Kentucky Court of Justice
Media and public invited to regional eFiling news conference Jan. 21 in Hopkinsville
Attorneys with cases in eight Western Kentucky counties will be able to file court cases electronically when the Administrative Office of the Courts launches eFiling on Wednesday, Jan. 21, 2015, in Christian, Crittenden, Henderson, Hopkins, McLean, Muhlenberg, Union and Webster counties. The media and public are invited to learn about the program at a news conference at noon CST in Hopkinsville on the Jan. 21 launch date. The event will take place in the District Courtroom on the first floor of the Christian County Justice Center at 100 Justice Way.
Speakers will be Chief Justice of Kentucky John D. Minton Jr. and state legislators Sen. Whitney Westerfield and Rep. John Tilley, both of Christian County. Other speakers will include Chief Regional Circuit Court Judge C. René Williams, Christian County Chief Circuit Court Judge John L. Atkins, Christian County Chief District Court Judge James G. Adams. Attorney Allison Coffeen, president of the Christian County Bar Association, will talk about how the program will benefit attorneys.
The AOC will provide an eFiling demonstration following the news conference.
In addition to the media, invitees include attorneys and sheriffs from the eight counties.

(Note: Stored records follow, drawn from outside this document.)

PR #340, opened 2018-09-12
Feature log standard

rylandg:
Switch `bn logs` to use the new standardized error handling. Tested with spec and manual attempts

I also considered changing `handleError/validateResponse` so it doesn't return at all. If the reviewer prefers that style I'll make the change.

### DIFF
--- a/sdk/handleError.js
+++ b/sdk/handleError.js
@@ -23,7 +23,7 @@ function validateResponse(response) {
     throw new APIError(`Unexpected response ${response.statusCode}`);
   }
 
-  return response.body || response;
+  return response;
 }
 
 async function loggedRequest(options, type = 'post') {
--- a/sdk/handleError.js
+++ b/sdk/handleError.js
@@ -26,7 +26,7 @@ function validateResponse(response) {
   return response;
 }
 
-async function loggedRequest(options, type = 'post') {
+async function loggedRequest(options, type = 'post', validate = true) {
   const response = await rp[type]({
     json: true,
     simple: false,
@@ -34,7 +34,10 @@ async function loggedRequest(options, type = 'post') {
     ...options,
   });
   logger.debug('raw response', inspect(response, { depth: null }));
-  return validateResponse(response);
+  if (validate) {
+    return validateResponse(response);
+  }
+  return response;
 }
 
 module.exports = {
--- a/sdk/handleError.js
+++ b/sdk/handleError.js
@@ -26,7 +26,7 @@ function validateResponse(response) {
   return response;
 }
 
-async function loggedRequest(options, type = 'post', validate = true) {
+async function loggedRequest(options, type = 'post') {
   const response = await rp[type]({
     json: true,
     simple: false,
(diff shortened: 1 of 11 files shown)


sdk/logs.js
```diff
@@ -29,23 +27,17 @@ const logs = async function logs(functionName, apiKey, follow, startAfter, token
   };
 
   for (let attempt = 1, backoff = 3; attempt <= 3; attempt += 1, backoff *= 2) {
+    // eslint-disable-next-line no-await-in-loop
+    const response = await loggedRequest(options, 'get', false);
```
michaeladda: 1. Why not use the validated version? 
2. Why fail silently after 3 attempts and not alert the user?
(not sure about the multiple attempts in the first place, nor about the backoff ms sleep times (3,6,12) but this is another issue)

sdk/handleError.js
```diff
@@ -23,18 +23,21 @@ function validateResponse(response) {
     throw new APIError(`Unexpected response ${response.statusCode}`);
   }
 
-  return response.body || response;
+  return response;
 }
 
-async function loggedRequest(options, type = 'post') {
```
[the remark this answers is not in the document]
rylandg: Because it was an oversight (by me) to believe that validating a request only means you need `response.body`. In my mind it makes much more sense to just return the whole object and let the caller extract as needed.

sdk/logs.js
rylandg: The validated version would remove the logic you describe in point 2.

I wasn't the author of the logging logic so can't provide insight into the specific choices made. Again most changes I make are with agility in mind, the feature is to standardize the error handling/requests between SDK calls, not improve logging logic.

michaeladda:
@rylandg any update?

rylandg:
@michaeladda I think I was waiting for responses to my answers from you.

sdk/stats.js
```diff
@@ -22,8 +22,7 @@ const stats = async function stats(apiKey, since, until) { // eslint-disable-lin
   };
 
   logger.debug('Fetching account usage stats', { statsOptions });
-  const metrics = await loggedRequest(statsOptions, 'get');
-  return metrics;
+  return getValidatedBody(statsOptions, 'get');
```
michaeladda: why drop the `await`?
it doesn't matter right now, but it's a matter of style and design.
if `getValidatedBody` errors should be handled by `stats` (or maybe augmented) it should have an `await`, otherwise, if it's the caller responsibility, a simple `return` is in place

sdk/logs.js
```diff
@@ -31,21 +29,14 @@ const logs = async function logs(functionName, apiKey, follow, startAfter, token
   for (let attempt = 1, backoff = 3; attempt <= 3; attempt += 1, backoff *= 2) {
     try {
       // eslint-disable-next-line no-await-in-loop
-      const { statusCode, headers, body } = await rp.get(options);
-      logger.debug('logs response', { statusCode, headers, body });
+      const { body, headers } = validateResponse(await loggedRequest(options, 'get'));
```
michaeladda: not as succinct, but I find
```
const response = await loggedRequest(options, 'get');
const { body, headers } = validateResponse(response);
```
more readable

rylandg: Yea I agree, it's more readable. I'll clean it up in a later patch.

sdk/stats.js
rylandg: Well it's not in a try/catch so the await didn't matter anyway. I'm also assuming that's why linting failed (because the await doesn't matter here).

The counties will be the first to get eFiling since the AOC completed its pilot of the program. The AOC piloted eFiling in 18 counties between December 2013 and December 2014. The counties, which are now out of the pilot stage and accepting cases, are by Judicial Circuit, Boone and Gallatin; Bourbon, Scott and Woodford; Campbell; Clark and Madison; Daviess; Fayette; Franklin; Henry, Oldham and Trimble; Johnson, Lawrence and Martin; and Kenton. The AOC expects to have eFiling available in all 120 Kentucky counties by the end of this year.
The AOC is training attorneys throughout Kentucky on how to use eFiling. Attorneys must complete training through the AOC to use the program.
The AOC introduced eFiling to Kentucky state courts on Dec. 16, 2013, when it accepted the first electronic case filing at its test site in the Franklin County Office of Circuit Court Clerk. Franklin County was the proof-of-concept site, which means that limited functions were tested there before the full eFiling program was rolled out in the pilot phase. The site initially processed only civil cases filed in Circuit Court.
eFiling is part of the Judicial Branch’s comprehensive, multiyear eCourt program. The goal is to update Kentucky’s aging court technology to meet the demands on the court system and enable the courts to stay current with the mainstream of law and commerce.
The eCourt program will also upgrade the court system’s technology infrastructure (hardware and software), replace its case management systems for the trial and appellate courts, and acquire a document management system that will electronically store and index court documents.
The Judicial Branch cleared a major hurdle on its eCourt program in March 2013 when it received legislative approval to issue bonds to fund a new case management system. Resolving the funding issue jump-started the eFiling process and made it possible to begin the proof-of-concept testing in Franklin County by the end of 2013.
This eFiling milestone followed quickly on the heels of another major court technology rollout. In March 2013, the AOC launched CourtNet 2.0, which replaced the outdated CourtNet application and provides real-time, online access to Kentucky court case information.
Administrative Office of the Courts
The AOC is the operations arm for the state court system and supports the activities of 3,300 court system employees and 403 elected justices, judges and circuit court clerks. As the fiscal agent for the state court system, the AOC executes the Judicial Branch budget.